In summary, the validations demonstrate Dyn-Pri’s effectiveness in assessing privacy sensitivity across different V2G scenarios. Dyn-Pri accurately evaluates privacy sensitivity for EV users with diverse privacy preferences and awareness levels, exhibiting its ability to capture the relationship between data usage and user privacy demands. It also effectively distinguishes privacy sensitivity differences caused by varying service types and data sharing time spans. The results show that Dyn-Pri can reflect the nonlinear relationship between shared data parameters and privacy sensitivity, providing insights into optimizing data sharing practices. Furthermore, Dyn-Pri effectively differentiates privacy sensitivity under varying spatial adjacency conditions when considering intertwining influences among privacy elements, proving its capability to assess privacy risks accurately in complex V2G environments. Overall, these experiments confirm Dyn-Pri’s reliability and adaptability in privacy sensitivity assessment for V2G services.

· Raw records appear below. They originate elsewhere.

PR #13159, opened 2024-06-06
Add conditonal mark to skip dualtor io tests on single tors

xwjiang-ms:
### Description of PR

Summary:
Fixes # (issue)

### Type of change

- [ ] Bug fix

### Back port request
- [ ] 201911
- [ ] 202012
- [ ] 202205
- [ ] 202305
- [ ] 202311

Some dualtor only test scripts would be executed in single tor and xfail
#### How did you do it?
Add conditonal mark to skip dualtor io tests on single tors
Verified on both dualtor and single tor

### DIFF
--- a/.azure-pipelines/pr_test_scripts.yaml
+++ b/.azure-pipelines/pr_test_scripts.yaml
@@ -24,7 +24,6 @@ t0:
   - container_hardening/test_container_hardening.py
   - database/test_db_config.py
   - database/test_db_scripts.py
-  - dhcp_relay/test_dhcp_pkt_recv.py
   - dhcp_relay/test_dhcp_relay.py
   - dhcp_relay/test_dhcpv6_relay.py
   - dns/static_dns/test_static_dns.py
@@ -193,7 +192,6 @@ t1-lag:
   - configlet/test_add_rack.py
   - container_checker/test_container_checker.py
   - dhcp_relay/test_dhcp_pkt_fwd.py
-  - fdb/test_fdb_flush.py
   - generic_config_updater/test_mmu_dynamic_threshold_config_update.py
   - http/test_http_copy.py
   - iface_namingmode/test_iface_namingmode.py
--- a/.azure-pipelines/pr_test_scripts.yaml
+++ b/.azure-pipelines/pr_test_scripts.yaml
@@ -24,6 +24,7 @@ t0:
   - container_hardening/test_container_hardening.py
   - database/test_db_config.py
   - database/test_db_scripts.py
+  - dhcp_relay/test_dhcp_pkt_recv.py
   - dhcp_relay/test_dhcp_relay.py
   - dhcp_relay/test_dhcpv6_relay.py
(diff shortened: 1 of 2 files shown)


tests/common/plugins/conditional_mark/tests_mark_conditions.yaml
```diff
@@ -421,6 +421,12 @@ dualtor/test_tunnel_memory_leak.py::test_tunnel_memory_leak:
     conditions:
       - "https://github.com/sonic-net/sonic-mgmt/issues/11403 and 'dualtor-64' in topo_name"
 
+dualtor_io/test_link_failure.py:
```
lolyu, line 424: There are other dualtor_io testcases, should we include them all here?
image

xwjiang-ms: Yes I think so, I added in latest commit and tested

lolyu (approved):
LGTM

.azure-pipelines/pr_test_scripts.yaml
```diff
@@ -24,7 +24,6 @@ t0:
   - container_hardening/test_container_hardening.py
   - database/test_db_config.py
   - database/test_db_scripts.py
-  - dhcp_relay/test_dhcp_pkt_recv.py
```
wangxin, line 27: Why remove this script from the t0 scenario?
DHCP relay is a critical feature of T0.

tests/common/plugins/conditional_mark/tests_mark_conditions.yaml
```diff
@@ -421,6 +421,12 @@ dualtor/test_tunnel_memory_leak.py::test_tunnel_memory_leak:
     conditions:
       - "https://github.com/sonic-net/sonic-mgmt/issues/11403 and 'dualtor-64' in topo_name"
 
+dualtor_io:
```
wangxin, line 424: 1. This change is not really related with the above change. Suggest to use separate PR.
2. Impact of this change is big. All scripts under `dualtor_io` will be affected. Wondering why we didn't notice this gap? Is this really a gap?

.azure-pipelines/pr_test_scripts.yaml
xwjiang-ms: Because in this script, there is a mark pytest.mark.topology('mx'), so I suppose it should only be run on mx

tests/common/plugins/conditional_mark/tests_mark_conditions.yaml
xwjiang-ms: It's really a gap because smoke test would run dualtor_io test, and xfail some case, sometimes caused the calculation of passing rate lower than expected, then fail smoke test

.azure-pipelines/pr_test_scripts.yaml
xwjiang-ms: I will use another PR to fix this

wangxin (approved):

PR #3052, opened 2021-02-26
Add test for soft-reboot

sujinmkang:
### Description of PR

This is for adding a test for soft-reboot.
Summary:
Fixes # (issue)

### Type of change

- [ ] Bug fix
- [ ] Testbed and Framework(new/improvement)
- [x] Test case(new/improvement)

#### What is the motivation for this PR?
To verify all dockers and services are running as expected after soft-reboot.
#### How did you do it?
Add the soft-reboot test to test_reboot.py
#### How did you verify/test it?
Run a pytest with following command after installing the soft-reboot on the DUT.
```
export PYTEST_SCRIPTS="platform_tests/test_reboot.py"
export SWITCH="<DUT_NAME>"
export TOPO="<TESTBED_TOPO>"
export JOB_NAME="test_reboot"
pytest ${PYTEST_SCRIPTS} --testbed=${TOPO} --inventory=../ansible/str --testbed_file=../ansible/testbed.csv --host-pattern=${SWITCH} --module-path=../ansible/library --show-capture=no -v -k "test_soft_reboot"
```

PR #13173, opened 2024-06-06
Skip soft-reboot on all platforms except Dell s6100 platform

vvolam:
### Description of PR

Summary:
Skip soft-reboot test on all the platforms except Dell s6100 platform.

### Type of change

- [ ] Bug fix

### Back port request
- [ ] 202012
- [ ] 202205
- [x] 202305
- [x] 202311
- [x] 202405

Soft-reboot is only supported on Dell s6100 platform

#### How did you do it?
Skip the soft-reboot test if platform is not s6100

==================================================================== short test summary info =====================================================================
SKIPPED [1] platform_tests/test_reboot.py: Skip test_soft_reboot for m0/mx and test is supported only on S6100 hwsku
================================================================= 1 skipped, 1 warning in 40.04s =================================================================

### DIFF
--- a/tests/common/plugins/conditional_mark/tests_mark_conditions_platform_tests.yaml
+++ b/tests/common/plugins/conditional_mark/tests_mark_conditions_platform_tests.yaml
@@ -863,6 +863,10 @@ platform_tests/test_reboot.py::test_soft_reboot:
     reason: "Skip test_soft_reboot for m0/mx"
     conditions:
       - "topo_type in ['m0', 'mx']"
+  skip:
+    reason: "test_soft_reboot is only supported on S6100 platform"
+    conditions:
+      - "hwsku not in ['Force10-S6100']"
   xfail:
     reason: "case failed and waiting for fix"
     conditions:
--- a/tests/common/plugins/conditional_mark/tests_mark_conditions_platform_tests.yaml
+++ b/tests/common/plugins/conditional_mark/tests_mark_conditions_platform_tests.yaml
@@ -860,13 +860,9 @@ platform_tests/test_reboot.py::test_fast_reboot:
 
 platform_tests/test_reboot.py::test_soft_reboot:
   skip:
-    reason: "Skip test_soft_reboot for m0/mx"
+    reason: "Skip test_soft_reboot for m0/mx and test is supported only on S6100 hwsku"
     conditions:
-      - "topo_type in ['m0', 'mx']"
-  skip:
-    reason: "test_soft_reboot is only supported on S6100 platform"
-    conditions:
-      - "hwsku not in ['Force10-S6100']"
+      - "topo_type in ['m0', 'mx'] or hwsku not in ['Force10-S6100']"
   xfail:
     reason: "case failed and waiting for fix"
     conditions:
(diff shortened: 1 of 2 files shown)


wsycqyz:
Is this PR needed in 202311 or 202305 branch?

vvolam:
> Is this PR needed in 202311 or 202305 branch?

Yes, as the issue is present since the following commit:

commit e8d25b1cdc2f3b05044c160ac6a2fd77ed6cbf4a
Author: Sujin Kang <sujkang@microsoft.com>
Date:   Wed Mar 3 14:48:12 2021 -0800

    Add test for soft-reboot (#3052)

tests/platform_tests/test_reboot.py
```diff
@@ -192,6 +192,10 @@ def test_soft_reboot(duthosts, enum_rand_one_per_hwsku_hostname,
     if duthost.is_multi_asic:
         pytest.skip("Multi-ASIC devices not supporting soft reboot")
 
+    if "s6100" not in duthost.facts['platform']:
```
vaibhavhd, line 195: There is better (faster and standard) way of skipping a test based on a condition. Check below file where skip conditions are defined.

That way will prevent the test from even starting and getting to this point.

vvolam: Modified accordingly. Thank you!

prgeor (approved):

tests/common/plugins/conditional_mark/tests_mark_conditions_platform_tests.yaml
```diff
@@ -860,9 +860,9 @@ platform_tests/test_reboot.py::test_fast_reboot:
 
 platform_tests/test_reboot.py::test_soft_reboot:
   skip:
-    reason: "Skip test_soft_reboot for m0/mx"
+    reason: "Skip test_soft_reboot for m0/mx and test is supported only on S6100 hwsku"
     conditions:
-      - "topo_type in ['m0', 'mx']"
+      - "topo_type in ['m0', 'mx'] or hwsku not in ['Force10-S6100']"
```
vaibhavhd, line 865: Just `hwsku not in ['Force10-S6100']` is sufficient.

vaibhavhd (approved):
Non blocking change suggested.

tests/common/plugins/conditional_mark/tests_mark_conditions_platform_tests.yaml
vvolam: @vaibhavhd Why should we remove earlier skip condition?

prgeor: @vvolam the first `OR` condition i think will return True for S6100 which means, it will skip 6100?

prgeor:
@vvolam please run this test on 6100 too

tests/common/plugins/conditional_mark/tests_mark_conditions_platform_tests.yaml
vaibhavhd: I agree with Prince. So, my comment is not non-blocking anymore, it is blocking :D

Removing m0, mx is acceptable as s6100 are not used as mgmt devices anyway.
So if you skip for everything other than s6100, then M0 devices are automatically skipped.

vaibhavhd: >  first OR condition i think will return True for S6100 which means,

this will not happen as s6100 are not used as m0,mx. So, first OR condition should return false for s6100, right?

prgeor: agree.

vvolam:
> @vvolam please run this test on 6100 too

Already verified on S6100 testbed.

PR #13188, opened 2024-06-07
Don't call expensive fixtures if skipping sanity

saiarcot895:
### Description of PR

Summary:
Fixes # (issue)

### Type of change

- [ ] Bug fix

### Back port request
- [ ] 202012
- [ ] 202205
- [ ] 202305
- [ ] 202311
- [ ] 202405

If the `--skip_sanity` option has been given, then don't call expensive fixtures and get the values of those fixtures just to end up not using them. Instead, have a small function that only gets the request fixture, and if sanity checks are not skipped, then call the full function that gets all fixtures.

This saves about 20-30 seconds of time.

Verified with repeated runs of advanced reboot test case, to see that it actually does save time.

### DIFF
--- a/tests/common/plugins/sanity_check/__init__.py
+++ b/tests/common/plugins/sanity_check/__init__.py
@@ -305,6 +305,5 @@ def sanity_check(request):
     if request.config.option.skip_sanity:
         logger.info("Skip sanity check according to command line argument")
         yield
-        return
     else:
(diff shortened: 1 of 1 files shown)


vaibhavhd (approved):

vaibhavhd:
@StormLiangMS please help merge this PR.

wangxin (approved):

3.5. The Computational Complexity Analysis of Dyn-Pri

The computational complexity of Dyn-Pri primarily consists of three distinct parts: First, the basic quantification module involves weighted summation of multi-dimensional indicators when calculating the objective privacy sensitivity (I), context-related subjective sensitivity (C), and participant experience-related subjective sensitivity (P), with a time complexity of O (n), where n is the number of data attributes or participants. Second, the dynamic intertwining influence module captures the dynamic relationships among the three elements through reinforcement learning, whose core is the neural network approximation of the Q-value function, resulting in a time complexity of O (k·m), where k is the number of training iterations and m is the dimension of the state space. Third, the overall assessment model integrates the results of the above two parts, with a time complexity of O (1). In summary, the total time complexity of Dyn-Pri can be expressed as O (n + k·m), where n is the scale of basic data, and k and m are related to reinforcement learning training.

4. Conclusions

This paper presents Dyn-Pri, a novel multidimensional privacy sensitivity assessment framework for V2G interactive service scenarios. Dyn-Pri addresses the limitations of existing privacy sensitivity assessment methods by incorporating a comprehensive multi-dimensional quantification model that integrates objective and subjective privacy elements. It also considers the dynamic coupling relationships among these elements. Through experimental validations across three typical V2G scenarios, i.e., residential EV charging, county-level charging station regulation, and city-level multi-operator V2G interactions, the results demonstrate that Dyn-Pri significantly improves the precision of sensitivity assessments. It effectively balances data utilization and privacy protection, thereby enhancing renewable energy integration efficiency while ensuring cross-domain data security. The experimental outcomes confirm Dyn-Pri’s feasibility and effectiveness in assessing privacy sensitivity across diverse V2G scenarios. Future research will explore the integration of Dyn-Pri with transfer learning to broaden its applicability in various power-related scenarios, providing practical guidance for data pricing and privacy protection in emerging power market trends and cross-domain information fusion.

Though the experimental validations in Section 3 have validated Dyn-Pri’s functionality and performance, there still exists some limitations to be addressed in future research, including how to perform incremental privacy sensitivity assessments that capture both the commonalities and the distinct requirements of diverse V2G services, and how to remain fully aligned with current vehicle-to-charger communication standards and their evolving data collection capabilities. Of course, the issues mentioned will be the primary focus of our forthcoming Dyn-Pri+ research.